CPT delegates at Grassy Narrows
This article originally appeared in Christian Peacemaker Teams' newsletter Signs of the Times (Apr-Jun 2011) along with many other stories of CPT work around the world.

(* = names below have been changed to protect the innocent.)

Grassy Narrows First Nation, Ontario: As a child, Fred* followed the trap line with his family in the winter.  Then the Royal Canadian Mounted Police took him away from his family and placed him in a residential school where staff beat him if he spoke his language.

Over 150,000 First Nations, Métis and Inuit children were placed in church-run residential schools.[6]  The first were established in the 1840s and the last one closed just 15 years ago in 1996.  Recorded mortality rates at these schools reached as high as 69% through a combination of poor nutrition, brutal discipline, disease, abuse and neglect.
Dryden pulp mill used mercury
Eventually, Fred was able to rejoin his family and return to his community’s traditional ways of hunting and fishing.  Then the Dryden Chemical Company dumped 9,000 kilos of mercury into the English River water system.  Consumption of mercury-contaminated fish over a sustained period causes permanent damage to the nervous system.  

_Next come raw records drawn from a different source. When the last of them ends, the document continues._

PR #6309, opened 2015-11-27
[API v3] Port tasks and tags

paglias:
Missing:
- [x] Adapt user tests 
- [ ] add login tests and addLocalAuthToSocial that are missing
- [ ] Write tests for tasks
- [x] Delete task
- [x] Prevent challenge tasks from being deleted
- [x] Update task
- [x] Decide whether checklist should have their own routes, mainly for scoring and updating / removing items
- [x] Score checklist
- [x] Update checklist item
- [x] Remove checklist item
- [ ] Port score logic
- [x] Sort tasks and make sure tasks are added to correct user.tasksOrder list
- [x] Separate completed and due todos, making completed todos non sortable and not returned unless requested esplicitly
- [ ] Find a way to correct errors in user.tasksOrder (maybe in cron?)
- [x] Disable updates only for a few fields (_id, type, ...)


test/api/v3/integration/tasks/POST-create_task.test.js
```diff
@@ -0,0 +1,67 @@
...
+  let api;
+
+  before(() => {
+    return generateUser().then((generatedUser) => {
+      user = generatedUser;
+      api = requester(user);
+    });
+  });
+
+  context('checks "req.body.type"', () => {
```
crookedneighbor: I'd make this context something like "required params" or "param validation"

test/api/v3/integration/tasks/POST-create_task.test.js
```diff
@@ -0,0 +1,67 @@
...
+    it('returns an error if req.body.type is absent', () => {
+      expect(api.post('/tasks', {
```
crookedneighbor: This expect call is using chai-as-promised and needs to be returned to work properly. (otherwise mocha might finish the test before checking the expectation)

It's an async test, and the way to do that in Mocha is either to include a callback or to return a promise. One of the things that chai-as-promised does is turn the expect function into a promise.

test/api/v3/integration/tasks/POST-create_task.test.js
```diff
@@ -0,0 +1,67 @@
+import {
```
crookedneighbor: I think the structure for naming should actually be:

```
test/api/v3/integration/<route_namespace>/<REST_ACTION>-<route_path>.test.js
```

So this one would be

```
test/api/v3/integration/tasks/POST-tasks.test.js
```

The idea is to make the integration tasks as agnostic about the actual workings of the controllers as possible. All they know is that they give a route some data, and get some data back.

test/api/v3/integration/tasks/POST-tasks_score_id_direction.test.js
```diff
@@ -0,0 +1,121 @@
+import {
```
paglias, line 1: @crookedneighbor most of this aren't already tested in common when we test the score function? Would it be enough to just test that the right params are passed to the score function?

PR #6312, opened 2015-11-28
Added check for total points before skipping attribution

### LINKED ISSUE #6294: dying after level 100 permanently removes an attribute point
If you are above level 100 and you die, you lose an attribute point. It is then impossible to gain the point back because when you level up after level 100, you can't gain points.

("Impossible" unless you do a workaround which is: adjust your level down to below 100, level up, and then adjust your level up again to what it should be.)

Today Fred shows prominent signs of Minamata disease caused by severe mercury poisoning.  His symptoms include slurred speech, shaky hands and an unsteady walk. Many others in the community show symptoms as well, but only 38% receive any compensation.[1]

Jay* was walking home from school on the reserve one day when a driver pulled up and offered him a ride home.  But the car didn’t take him home.  It took him to a foster home.  It wasn’t until his mid-twenties that Jay finally got back home to Grassy Narrows.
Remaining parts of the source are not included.